Industrial Applicability As described above, the whitening skin external preparation of the present invention has a melanin production inhibitory action and a tyrosinase activity inhibitory action, and is effective in treating pigmentation, stains, freckles, melasma, etc. after sunburn. It has excellent effects in lightening and whitening, and also in safety.

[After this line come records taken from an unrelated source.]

PR #688, opened 2022-12-28
Fix possible endless wait in stop() after AUTH_FAILED error

azat:
In case of AUTH_FAILED in the zk-loop thread it will call client._session_callback which will reset the queue.

However another thread can add to this queue CloseInstance event, and if the _session_callback() will be called after CloseInstance was added to the queue, then stop() will never return (and zk-loop will endlessly spin).

Here is how it looks like with addititional logging:

    39: [ Thread-3 (zk_loop) ] INFO: client.py:568: _session_callback: Zookeeper session closed, state: AUTH_FAILED
    39: [ MainThread ] Level 5: client.py:721: stop: Sending CloseInstance
    39: [ Thread-3 (zk_loop) ] Level 5: client.py:403: _reset: Reseting the client
    39: [ Thread-3 (zk_loop) ] Level 5: connection.py:625: _connect_attempt: Connecting
    39: [ Thread-3 (zk_loop) ] Level 5: connection.py:625: _connect_attempt: Connecting

You can find details in this gist [1].

  [1]: https://gist.github.com/azat/bc7aaea1c32a4f1ea75ad646d26280e9

### DIFF
--- a/kazoo/protocol/connection.py
+++ b/kazoo/protocol/connection.py
@@ -619,7 +619,7 @@ class ConnectionHandler(object):
             self.ping_outstanding.clear()
             last_send = time.time()
             with self._socket_error_handling():
-                while True:
+                while not self.client._stopped.is_set():
                     # Watch for something to read or send
                     jitter_time = random.randint(1, 40) / 100.0
                     deadline = last_send + read_timeout / 2.0 - jitter_time
--- a/kazoo/tests/test_client.py
+++ b/kazoo/tests/test_client.py
@@ -256,6 +256,8 @@ class TestAuthentication(KazooTestCase):
         with pytest.raises(AuthFailedError):
             client.add_auth("unknown-scheme", digest_auth)
 
+        client.stop()
+
     def test_add_auth_on_reconnect(self):
         client = self._get_client()
         client.start()


a-ungurianu:
Hey!

This makes sense in theory. Could you rebase in master so the tests rerun. Would appreciate a review from someone else, as I'm not super familiar with the lifetime cycle of the client

azat:
Rebased, but now it requires workflow approval

azat:
Looks like all failures are unrelated, since the last error in the log is:

```
==> Uploading
    .url https://codecov.io/
    .query commit=d9a20a766ba942b5722ee36a1210e62fbb0ae9f8&branch=HEAD&package=py2.1.12
    Gzipping contents..
    Compressed contents to 18443 bytes
    Pinging Codecov...
Error: Could not determine repo and owner
Tip: See all example repositories: https://github.com/codecov?query=example
.pkg: _exit> python /opt/hostedtoolcache/Python/3.10.9/x64/lib/python3.10/site-packages/pyproject_api/_backend.py True setuptools.build_meta
  py310-gevent-eventlet-sasl: FAIL code 1 (171.97=setup[19.90]+cmd[152.06] seconds)
  codecov: OK (14.40=setup[13.73]+cmd[0.66] seconds)
  evaluation failed :( (187.83 seconds)
Error: Process completed with exit code 255.
```

StephenSorriaux:
Yes you are right, we have some flaky tests...

azat:
So, any news/feedback on this one?

jeffwidman (approved):
Like Alex, this seems reasonable to me, but I'm not super familiar with this section of code.

I'm okay merging, but @ceache if you do get a chance I'd appreciate a sanity review on this since IIRC you run kazoo in prod scenarios that include auth... so may be more familiar with this.

jeffwidman:
@azat can you check the "allow edits from maintainers" box? I can't rebase to merge w/o that... or you can simply rebase it yourself, up to you.

jeffwidman (approved):

azat:
@jeffwidman I don't have `Allow edits from mainters` box due to the [github issues for pull requests from organizations](https://github.com/orgs/community/discussions/5634), and I completely forgot about this, next time will keep it in mind (maybe will do this from my main account).

Thanks!

jeffwidman:
Gotcha, I didn't even realize that was a functionality gap as I always contribute from my personal GitHub... makes sense.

 ──────────────────────────────────────────────────続 き Continued on the front page (72) Inventor Hirohiko Sakamoto 1050 Nippa-cho, Kohoku-ku, Yokohama-shi, Kanagawa Inside Shiseido Daiichi Research Center Co., Ltd.

Claims (3)

[Claims] 1. An external preparation for whitening skin, comprising an extract of a plant of the genus Kaempferia of the family Ging (Zingiberaceae). 2. A plant of the genus Kaempferia of the family Gingiber (Zingiberaceae) is Kune Pepet.
The external preparation for whitening skin according to claim 1, which is IPepet, scientific name: Kaempferia angustifolia). 3. The amount of the extract of a plant of the genus Kaempferia of the ginger (Zingiberaceae) genus is 0.00.
The external preparation for whitening skin according to claim 1 or 2, which is 5 to 20.0% by weight.